PROBLEM:
Return each line of the entries that mentions the word "builds".

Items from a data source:
Start of Block

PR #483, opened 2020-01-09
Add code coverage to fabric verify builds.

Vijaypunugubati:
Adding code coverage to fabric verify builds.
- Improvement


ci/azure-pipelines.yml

End of Block

THE COMPLETED TASK:
Add code coverage to fabric verify builds.
Adding code coverage to fabric verify builds.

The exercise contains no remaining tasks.